INPUT MATERIAL -
PR #324, opened 2017-10-26
Make "component" packages install to libraries

RobLoach:
From https://github.com/drupal-composer/drupal-project/pull/319 , allows installation of packages that are of type `component`.

Many of these live over at https://github.com/components .

### DIFF
--- a/composer.json
+++ b/composer.json
@@ -22,6 +22,7 @@
         "drupal/console": "^1.0.1",
         "drupal/core": "~8.0",
         "drush/drush": "~8.0|^9.0.0-beta7",
+        "oomphinc/composer-installers-extender": "^1.1",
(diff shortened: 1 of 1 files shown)


weitzman:
FYI, asset-packagis is now embraced by both [Lightning](lightning.acquia.com/blog/round-your-front-end-javascript-libraries-composer) and Commerce. Would it make sense to do #286 instead of this PR?

RobLoach:
asset-packagist looks pretty awesome!

hawkeyetwolf:
++asset-packagist. I think _both_ have value in different cases, depending on the package. Would be good to support various options.

RobLoach:
This is great! Going to close this PR.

PROBLEM DESCRIPTION -
Each line in the data that has the word "packagist" counts once; state how many such lines there are, without comment.

ANSWER BOX -
2